# `Numba` Tutorial

In this tutorial, we will learn how to use numba to speed up python loops.

To intall conda, type `conda install numba`.

In [None]:
import numpy as np
import numba as na
from numba import jit, njit, prange, set_num_threads

### 1. The Numba's JIT decorators, `@jit`.

First, let's consider a nested loop in python.\

Nested loops are very common in any computational physics problems (i.e. the acceleration calculations in the n-body problem).

In [None]:
def native_python(N):
    value = 0
    for _ in range(N):
        for _ in range(N):
            # some physical calculations, such as acceleration. 
            value += np.tanh(123)
    return value

In [None]:
test_size = 3000

In [None]:
%timeit ans = native_python(N=test_size)

In [None]:
ans1 = native_python(N=test_size)
print(ans1)

the above function takes ~6.43 s with `N=3000` (measured by Kuo-Chuan's desktop computer).

In the above example, the calculation is simply adding np.tanh(123) N times. This is equivalent to

In [None]:
ans2 = np.sum(np.tanh(123)*np.ones(test_size*test_size))

In [None]:
print(ans1==ans2)

In [None]:
%timeit np.sum(np.tanh(123)*np.ones(test_size**2))

the same calculation takes only 19.5 ms with `np.sum()` (x330 speedup).

In eariler lecutres, we have learned that we should use `numpy` and `scipy` to avoid using loops in native python.\
However, it is possible that the calculations inside the for loops cannot find counter part calculations in `numpy` and `scipy` (or not straightforward). 

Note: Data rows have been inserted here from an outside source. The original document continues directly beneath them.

Issue #10323, opened 2023-05-13
a bug in losses/utils.py


haocaia:
When I use ATSSHead and loss_bbox="SmoothL1Loss", I get the following error: 
  ```
File "mmdetection/mmdet/models/losses/utils.py", line 52, in weight_reduce_loss
RuntimeError: The size of tensor a (4) must match the size of tensor b (4299) at non-singleton dimension 1 
```
I found that this is due to the first dimension missing from the input weight's shape:
When calculating loss_cls, the shape of weight is [num_anchors, 1]
```
loss: torch.Size([389376, 63]) # 63 is the number of class
weight: torch.Size([389376, 1])                                                                                                                                                                                                      
```       
When calculating loss_bbox, the shape of weight is [num_anchor]
```
loss: torch.Size([4299, 4])                                                                                               
weight: torch.Size([4299])        
``` 

since the first dimension is missing, a RuntimeError is generated when calculating loss * weight.
```
# mmdetection/mmdet/models/losses/utils.py
# 48 lines
...
# if weight is specified, apply element-wise weight
    if weight is not None:
        loss = loss * weight
...
```

I don't know if this error is general (whether it is in setting other heads or losses).
But setting ATSSHead+SmoothL1Loss raises this error.

I rewrote SmoothL1Loss, adding `weight = weight.unsqueeze(-1)` in forward() solved the problem.

PR #10423, opened 2023-06-01
[fix] fix `pred` and `weight` dims unmatch in [Smooth]L1Loss

MambaWong:
#4982 #10323 All similar problems are caused by `weight`. Should we take them to `weighted_loss` for processing.

### DIFF
--- a/mmdet/models/losses/smooth_l1_loss.py
+++ b/mmdet/models/losses/smooth_l1_loss.py
@@ -96,6 +96,10 @@ class SmoothL1Loss(nn.Module):
         Returns:
             Tensor: Calculated loss
         """
+        if weight is not None and not torch.any(weight > 0):
+            if pred.dim() == weight.dim() + 1:
+                weight = weight.unsqueeze(1)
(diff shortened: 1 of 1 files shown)


mmdet/models/losses/smooth_l1_loss.py
```diff
@@ -96,6 +96,10 @@ def forward(self,
         Returns:
             Tensor: Calculated loss
         """
+        if weight is not None and not torch.any(weight > 0):
+            if pred.dim() == weight.dim() + 1:
+                weight = weight.unsqueeze(1)
+            return (pred * weight).sum()  # 0
```
hhaAndroid, line 102:
```suggestion
            return (pred * weight).sum()
```

mmdet/models/losses/smooth_l1_loss.py
```diff
@@ -149,6 +153,10 @@ def forward(self,
...
```
hhaAndroid, line 159:
```suggestion
            return (pred * weight).sum()
```

PR #10517, opened 2023-06-15
[Docs] Fix wrong doc in Mosaic and CachedMosaic

jamiechoi1995:
Image size after mosaic should be twice the input size

### DIFF
--- a/mmdet/datasets/transforms/transforms.py
+++ b/mmdet/datasets/transforms/transforms.py
@@ -2217,13 +2217,13 @@ class Mosaic(BaseTransform):
     Modified Keys:
 
     - img
-    - img_shape
+    - img_scale
     - gt_bboxes (optional)
     - gt_bboxes_labels (optional)
     - gt_ignore_flags (optional)
 
     Args:
-        img_scale (Sequence[int]): Image size after mosaic pipeline of single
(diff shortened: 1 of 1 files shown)


mmdet/datasets/transforms/transforms.py
```diff
@@ -2217,13 +2217,13 @@ class Mosaic(BaseTransform):
     Modified Keys:
 
     - img
-    - img_shape
+    - img_scale
```
hhaAndroid, line 2220:
```suggestion
    - img_shape
```

mmdet/datasets/transforms/transforms.py
```diff
@@ -3278,13 +3278,13 @@ class CachedMosaic(Mosaic):
...
```
hhaAndroid, line 3281:
```suggestion
    - img_shape
```

mmdet/datasets/transforms/transforms.py
hhaAndroid: You may have misunderstood, this field in docstring is to indicate which keys in result dictionary will be modified.

jamiechoi1995: Oh, I see, it is the result['img_shape']

hhaAndroid (approved):

PR #10648, opened 2023-07-15
Fix: remove some unicode chars from `en/` docs

evdcush:
## Motivation

I am trying to `make latexpdf` the `en/` docs.
Fullwidth chars cause issues for `latexpdf` build targets, so I replaced them with their normal (half-width) variants.

## Modification

- Added some missing `papertype` indicators in docs
- Replaced some unicode fullwidth chars with their halfwidth variants in docs and python code

## Use cases

You used to be able to download the docs as `pdf` until `v3.1.0`.
I don't know what broke this, but at least some of the work done in this branch should help narrow down probable causes of the pdf build breakage.

## Checklist

1. ✅ Pre-commit or other linting tools are used to fix the potential lint issues.
2. ✅ The modification is covered by complete unit tests. If not, please add more unit test to ensure the correctness.
3. ✅ If the modification has potential influence on downstream projects, this PR should be tested with downstream projects, like MMDet or MMPreTrain.
4. ✅ The documentation has been modified accordingly, like docstring or example tutorials.

### DIFF
--- a/mmdet/models/detectors/glip.py
+++ b/mmdet/models/detectors/glip.py
@@ -58,8 +58,8 @@ def remove_punctuation(text: str) -> str:
         str: The text with punctuation removed.
     """
     punctuation = [
-        '|', ':', ';', '@', '(', ')', '[', ']', '{', '}', '^', '\'', '\"',
-        '\'', '`', '?', '$', '%', '#', '!', '&', '*', '+', ',', '.'
+        '|', ':', ';', '@', '(', ')', '[', ']', '{', '}', '^', '\'', '\"', '`',
+        '?', '$', '%', '#', '!', '&', '*', '+', ',', '.'
     ]
     for p in punctuation:
         text = text.replace(p, '')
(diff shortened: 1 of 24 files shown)


evdcush:
How long do PRs typically remain in the `pr_stage_test/hold` phase?

mmdet/models/detectors/glip.py
```diff
@@ -58,8 +58,8 @@ def remove_punctuation(text: str) -> str:
         str: The text with punctuation removed.
     """
     punctuation = [
-        '|', ':', ';', '@', '(', ')', '[', ']', '{', '}', '^', '\'', '\"', '’',
```
hhaAndroid, line 61: This part should not need to be modified, right?

evdcush: Reverted this diff in https://github.com/open-mmlab/mmdetection/pull/10648/commits/e95c7063bf1a7fce6f21ba748cd3415ece5167aa 🙆🏻‍♂️

hhaAndroid (approved):

PR #10733, opened 2023-08-02
Update documentation about the overlaps shape

ShaneXiangH:
## Motivation

Updated documentation about the overlaps shape. The previous documentation is outdated.


mmdet/models/task_modules/assigners/max_iou_assigner.py
```diff
@@ -165,7 +165,7 @@ def assign_wrt_overlaps(self, overlaps: Tensor,
 
         Args:
             overlaps (Tensor): Overlaps between k gt_bboxes and n bboxes,
-                shape(k, n).
+                shape(k, n, 1).
```
hhaAndroid, line 168: Please confirm once again if it is correct. Thank you.

PR #10868, opened 2023-08-31
Setting scope for image reader in video_demo

apatsekin:
Otherwise running it with mmyolo models triggers error, trying to find that module undery mmyolo scope


apatsekin:
@RangiLyu could you take a look

hhaAndroid (approved):

Issue #10722, opened 2023-07-29
The code may have some bugs


li624120638:
mmdet/models/data_preprocessors/data_preprocessor.py
DetDataPreprocessor._get_pad_shape():
`
        elif isinstance(_batch_inputs, torch.Tensor):
            ...
            pad_h = int(
                np.ceil(_batch_inputs.shape[1] / self.pad_size_divisor)) * self.pad_size_divisor
            pad_w = int( np.ceil(_batch_inputs.shape[2] / self.pad_size_divisor)) * self.pad_size_divisor
           ...
`
might be
`
elif isinstance(_batch_inputs, torch.Tensor):
            ...
            pad_h = int(
                np.ceil(_batch_inputs.shape[2] / self.pad_size_divisor)) * self.pad_size_divisor
            pad_w = int( np.ceil(_batch_inputs.shape[3] / self.pad_size_divisor)) * self.pad_size_divisor
           ...
`

hhaAndroid:
@li624120638  Yes, thank you very much for your feedback. May I ask if you can submit a pull request to fix it?

PR #10997, opened 2023-10-03
Fix Pad Shape

agpeshal:
## Motivation
#10722 

## Modification

Fix the bug and add test

## Checklist


mmdet/models/data_preprocessors/data_preprocessor.py
```diff
@@ -118,7 +118,7 @@ def forward(self, data: dict, training: bool = False) -> dict:
         Returns:
             dict: Data in the same format as the model input.
         """
-        batch_pad_shape = self._get_pad_shape(data)
+        batch_pad_shape = self.get_pad_shape(data)
```
hhaAndroid, line 121: Please do not modify the method name.

agpeshal: sure! I reverted the change the name.

hhaAndroid (dismissed):

PR #40, opened 2020-10-19
Use xdg-open to dispatch to user preferences for display alist

matsl:
Default is gimp and office extensions but can be customized.

### DIFF
--- a/Changes
+++ b/Changes
@@ -1,3 +1,10 @@
+2020-11-02  Mats Lidell  <matsl@gnu.org>
+
+* hpath.el (hpath:external-display-alist-mswindows):
+           (hpath:internal-display-alist): Add customization.
+           (hpath:external-display-alist-x): Add customization. Use
+    xdg-open to use users preferred app in window system.
+
 2020-10-25  Bob Weiner  <rsw@gnu.org>
 
 * hibtypes.el:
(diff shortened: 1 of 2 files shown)


rswgnu (commented):
Could you also make hpath:external-display-alist-mswindows and  hpath:internal-display-alist into defcustoms as well and submit together?

Does this commit handle all the cases that it replaces by using xdg--open as a default value that triggers for most suffixes?

matsl:
> Could you also make hpath:external-display-alist-mswindows and hpath:internal-display-alist into defcustoms as well and submit together?

Yes. I'll expand the PR to those as well.

> Does this commit handle all the cases that it replaces by using xdg--open as a default value that triggers for most suffixes?

No I have not had that ambition since many of the other extensions are handled today by Emacs itself. I have rather started from the programs I use, gimp and libreoffice, and think we can update the default as we go. An alternative is to use a very general regexp that matches all files with extensions. But then files like .txt etc gets handled by xdg-open which might not be what you want. So with the current design it is a balance.

rswgnu (changes requested):
Please add an entry in the Changes file to document this change (and all your changes) so we have a record of them; otherwise, we merge and lose track of them when not looking at the git log.  Change entries are typically more detailed than gitlog entries in my mind too.

Also, leave the old settings, e.g. from alist-x and alist-mswindows, in a comment, so I can go back, look at what was there and make adjustments.  Then, I'll be ready to merge.

rswgnu (approved):

PR #45, opened 2020-12-03
WIP - Update kexport to html

matsl:
## What

Update kexport to html

## Why

The kexport to html is not compliant with html5 and there are some bugs regarding export of links and key sequences. 

This is work in progress. The export works but the result looks bad since the cells are rendered as the table cells they are and the hyperbole.css used puts a frame around them etc. So more to do there if we want it to look pretty.

This does not yet address the request to control how the header looks and if it shall be exported at all.

### DIFF
--- a/kotl/kexport.el
+++ b/kotl/kexport.el
@@ -100,10 +100,11 @@ pattern may be:
 ;;; ************************************************************************
 
 ;;;###autoload
-(defun kexport:html (export-from output-to &optional soft-newlines-flag)
+(defun kexport:html (export-from output-to &optional soft-newlines-flag no-header)
   "Export a koutline buffer or file in EXPORT-FROM to html format in OUTPUT-TO.
 By default, this retains newlines within cells as they are.  With optional prefix arg, SOFT-NEWLINES-FLAG,
 hard newlines are not used.  Also converts Urls and Klinks into Html hyperlinks.
+Fourth arg NO-HEADER, if non-nil, export only the html body.
 STILL TODO:
   Make delimited pathnames into file links (but not if within klinks).
   Copy attributes stored in cell 0 and attributes from each cell."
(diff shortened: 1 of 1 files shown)


kotl/kexport.el
```diff
@@ -31,14 +31,8 @@
...
   "This is automatically set to the full pathname of the file presently being exported.")
 
-(defcustom kexport:html-body-attributes
-  "BGCOLOR=\"#FFFFFF\"" ;; white background
-  "*String of HTML attributes attached to the <BODY> tag of an HTML exported koutline file."
-  :type 'string
-  :group 'hyperbole-koutliner)
-
 (defcustom kexport:html-description
-  "Created by Hyperbole's outliner.\nSee \"(hyperbole)Koutliner\" for more information."
```
rswgnu, line 41: Leave the quotes here since a patch I will be applying to the Action Key will allow following Info references within backslash double quotes.

kotl/kexport.el
```diff
@@ -196,12 +189,10 @@ STILL TODO:
...
 	 (setq label (kcell-view:label))
-	 (princ (format "<a id=\"k%s\"></a>" label))
-	 (princ (format "<a id=\"k%s\"></a>\n" (kcell-view:idstamp)))
-	 (princ "<td width=2% valign=top><pre>\n")
+	 (princ (format "<span id=\"k%s\"></span>" label))
+	 (princ (format "<span id=\"k%s\"></span>" (kcell-view:idstamp)))
 	 (princ (format
-		 "<font %s>%s%s</font></pre></td>\n"
-		 kexport:label-html-font-attributes
+		 "<font>%s%s</font></pre></td>\n"
```
rswgnu, line 195: Will have to see what you do with the CSS to know if removing the font part works.  Will the CSS we use for the Hyperbole website be good enough or do we need to find an outline-specific CSS?  -- Bob

kotl/kexport.el
matsl: The problem is that content can't contain regular quotes to be valid html. Would have to be inserted as &quote to be there. But that way it would loose its meaning (if the intent is that someone who has the html in buffer can use the link.). I've included another solution that could make more sense I think if the meta info would be viewed in a browser.

matsl:
This version passes the validator.w3.org checks and allows the header to be dropped if wanted, see optional no-header parameter.

It does not do anything to how this is looks. That still remains to be done.

kotl/kexport.el
matsl: I have removed the <font> tag too since that is not html5. Can't say if we need a specific css for the outline but I would not be surprised.

matsl:
Close!

PR #48, opened 2021-02-28
Debug ert tests

matsl:
## What

Add  first unit tests  for defil and defal plus fix bug with replace-match not respecting case in replacement text.


matsl:
Replaced by #49

PR #51, opened 2021-03-06
Add more defal and defil tests

matsl:
## What

This PR adds some more tests for defil and defal. 

Also added test helper for more unit test like tests verifying that hpath:find is called with the right arguments so that we don't go the fill way to check that the proper file was loaded. We might consider going more in this direction though the integration tests that goes the full way is still not a bad idea I think. Look for `hbut-defil-it` and `hbut-defil` to see the difference.

Not sure but there seems to be some problems with cleaning up the defal and defil after a test case. I'm using  `ibtype:delete` now but not sure if that is the proper way to do that.

### DIFF
--- a/test/hibtypes-tests.el
+++ b/test/hibtypes-tests.el
@@ -118,7 +118,7 @@
 (ert-deftest ibtypes::ctags-vgrind-test ()
   (unwind-protect
       (with-temp-buffer
-        (insert "hy-test-helpers:consume-input-events hy-test-helpers.el 20\n")
+        (insert "hy-test-helpers:consume-input-events hy-test-helpers.el 21\n")
         (goto-char (point-min))
         (forward-char 4)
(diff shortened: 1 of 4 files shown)


test/hibtypes-tests.el
```diff
@@ -118,7 +118,7 @@
 (ert-deftest ibtypes::ctags-vgrind-test ()
   (unwind-protect
       (with-temp-buffer
-        (insert "hy-test-helpers:consume-input-events hy-test-helpers.el 20\n")
+        (insert "hy-test-helpers:consume-input-events hy-test-helpers.el 21\n")
```
rswgnu, line 121: Use ? character syntax, e.g. ?\C-u for a control-u character or ?\ for a space character.

rswgnu (approved):

PR #52, opened 2021-03-12
Add tests for ib with labels

matsl:
## What

Add tests for ib with labels

## Why

More tests are better. This also uses an old test case that was commented out due to some strange reason but seems to work now when the functionality is fixed. Thanks for that @rswgnu 

It should probably gone into separate PRs but it becomes administrative burden to split these small things so I group them into one.

### DIFF
--- a/test/hbut-tests.el
+++ b/test/hbut-tests.el
@@ -138,5 +138,21 @@ the button text"
         (should (looking-at "emacs-version")))
     (ibtype:delete 'ibtypes::defil-key)))
 
+;; Labels
+(ert-deftest hbut-ib-link-to-file-with-label ()
+  (with-temp-buffer
+    (insert "<[emacs]>: \"${hyperb:dir}/DEMO\"")
+    (goto-char 4)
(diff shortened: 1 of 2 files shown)


test/hbut-tests.el
```diff
@@ -144,5 +138,21 @@
...
 
+;; Labels
+(ert-deftest hbut-ib-link-to-file-with-label ()
+  (with-temp-buffer
+    (insert "<[emacs]>: \"${hyperb:dir}/DEMO\"")
+    (goto-char 4)
+    (hy-test-helpers:action-key-should-call-hpath:find (concat hyperb:dir "DEMO"))))
+
+(ert-deftest hbut-ib-url-with-label ()
+  "Should find link but failes with (user-error \"No link found\")"
```
rswgnu, line 149: Misspelled fails

rswgnu (approved):

test/hbut-tests.el
matsl: Thanks. Spelling corrected. No this still fails on latest master with the error "No link found".

PR #53, opened 2021-03-13
More tests for ib with labels

matsl:
Adds more test for implicit buttons with labels.

Uses a new helper: `with-simulated-input` found on melpa. Seems promising. Check it out.


rswgnu (approved):
Looks good.

PR #57, opened 2021-03-21
Exclude the test folder from the tar ball

matsl:
## What

This excludes the test folder from being inserted in the release tar ball as we talked about.

## Why?

Thinking about this now I'm not that sure it is a good idea. Why would we not want anyone who downloads the tar ball to have access to the test files? It is not that they take up a lot of space and they are not in the way for anyone who is not interested in them.


rswgnu:
If there are only a few test files, I am okay with leaving them in.

-- Bob

matsl:
Well not sure if they will be few but they will likely be rather small.

rswgnu (changes requested):
Let's leave the tests in and delete this PR.  We will want users to run them at times.

PR #59, opened 2021-04-02
Initial smart support for todotxt-mode

matsl:
## What

Initial smart support for todotxt-mode

## Why

Playing with supporting todotxt-mode in a simple manner.


rswgnu (changes requested):
Add a HY-NEWS entry for this and test runner action buttons.  Also need to document this in Smart Key appendix of Hyperbole Manual and the summary of Smart Keys, hkey-help.txt, or something like that.

rswgnu (approved):

rswgnu (approved):

PR #60, opened 2021-04-05
Use elc extension on hypb-org in ELC_COMPILE macro

matsl:
## What

Use elc extension on hypb-org in `ELC_COMPILE` macro

## Why

Wrong extension makes `make clean` remove `hypb-org.el`


rswgnu (changes requested):
I will push this change, so abandon this one, as we discussed.

PR #63, opened 2021-04-11
Add func to run all tests and make some test more robust

matsl:
## What

Add func to run all tests and make some test more robust as we discussed today. `hypb-run-all-tests`

Also makes some test more robust so that the tests can be run from any directory.

When run like this the tests can possibly break because of dependencies on the local environment and local user settings. That should not happen of course but easy to miss when developing on one machine. So if you spot anything let me know.


rswgnu (approved):
I would use expand-file-name rather than concat but otherwise is fine, so I'll approve now.

matsl:
Hi Bob,

Thanks for the `expand-file-name` suggestion. I have applied it on a few places but there could be more. Will have a look at that.

PR #64, opened 2021-04-15
Add pathname test cases

matsl:
## What

Add pathname test cases - as discussed.

There is bug with a pathname starting with a dash. It should load the file but it results in invalid function `hact`. You might want to fix that before we merge this, and we update the test case, or keep this and we fix the test case when the bug is fixed,

### DIFF
--- a/Changes
+++ b/Changes
@@ -1,3 +1,13 @@
+2021-04-15  Mats Lidell  <matsl@gnu.org>
+
+* test/hibtypes-tests.el (ibtypes::pathname-anchor-test)
+    (ibtypes::pathname-anchor-line-test, ibtypes::pathname-line-column-test)
+    (ibtypes::pathname-load-path-line-column-test)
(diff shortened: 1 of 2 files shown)


rswgnu (approved):
This is a great start and really well-named/clear test cases.  However, a critical part of what we need is to know that the prioritized implicit button dispatch selects the expected ibtype when the Action Key is pressed on it.  So we need a way to test that in each case, writing the expected ibtype that you have already and comparing it to the one that fires.  We can add a little more instrumentation to the hkey-execute function so you can capture the 'pred' and 'pred-value' variables temporarily stored there.  Have a look and we can get into this on Sunday if need be.   I'll approve so you can merge if you want and then just update tests later when this is figured out.

matsl:
Yes. That makes sense. I will merge and use the test cases as base for creating the corresponding action-button test cases.

PR #67, opened 2021-04-17
Use ibtypes tests for action key test

matsl:
## What

- Used ibtypes test with action-key instead to check that proper ibtype is used.
- Moved hui tests to own file
- Some doc string updates

### DIFF
--- a/Changes
+++ b/Changes
@@ -20,10 +20,6 @@
 
 * test/hibtypes-tests.el (ibtypes::pathname-with-dash-loads-file-test):
     Bug fixed - Removed  expected failed.
-  test/hbut-tests.el (hbut-pathname-with-dash-loads-file-test): Remove
-    expected fail and added check for file loading
-    
-    Remove expected fail and added check for file loading
 * test/hbut-tests.el (hbut-pathname-with-dash-loads-file-test): Remove
     expected fail and added check for file loading
 
--- a/Changes
+++ b/Changes
@@ -20,9 +20,9 @@
 
 * test/hibtypes-tests.el (ibtypes::pathname-with-dash-loads-file-test):
     Bug fixed - Removed  expected failed.
-    (hbut-pathname-with-dash-loads-file-test): Bug fixed - Removed
-    expected failed.
-
+  test/hbut-tests.el (hbut-pathname-with-dash-loads-file-test): Remove
+    expected fail and added check for file loading
+    
 * test/hbut-tests.el (hbut-mail-address-test, hbut-pathname-test)
     (hbut-pathname-lisp-variable-test, hbut-pathname-env-variable-test)
     (hbut-pathname-emacs-lisp-file-test, hbut-pathname-anchor-test)
--- a/Changes
+++ b/Changes
@@ -1,25 +1,8 @@
 2021-04-18  Mats Lidell  <matsl@gnu.org>
 
-* test/hibtypes-tests.el (ibtypes::pathname-path-variable-test): Ert test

Numba's Just-in-time (JIT) decoraators is one good solution.


In [None]:
@jit(nopython=True)
def numba_jit(N):
    value = 0
    for _ in range(N):
        for _ in range(N):
            value += np.tanh(123)
    return value

In [None]:
ans3 = numba_jit(N=test_size)
print(ans3)
print(ans1==ans3)

In [None]:
%timeit ans = numba_jit(N=test_size)

With `jit`, it takes 6.47 ms now by just adding one line of code!
Note that the performance could be still a bottle neck when `test_size` is big.

In [None]:
%timeit ans = numba_jit(N=(test_size*10))

The calculation times increased with N^2.

We could actually further improve it with `njit` and `prange`.

In [None]:
@njit(parallel=True)
def numba_njit_parallel(N):
    value = 0
    for i in prange(N):
        for j in prange(N):
            value += np.tanh(123)
    return value

note that in the above example, we could not use `for _ in prange(N)`, becasue `_` is not recognitzed by numba in parallel computing. 

In [None]:
ans4 = numba_njit_parallel(N=test_size)
print(ans1==ans4)

In [None]:
set_num_threads(4)

In [None]:
%timeit ans = numba_njit_parallel(N=(test_size*10))

It took 161 ms with 4 threads (x4 speedup).

# Exercise

## Exercise 1: Use numba `jit` and `njit` to speedup the Pi calculation. 

Compare your solutions with `numpy`.

## Exercise 2: Speedup your N-body solver.

Now, move back to `2_nbody.ipynb`. Let's speed up our `nbody.py` solver with numba.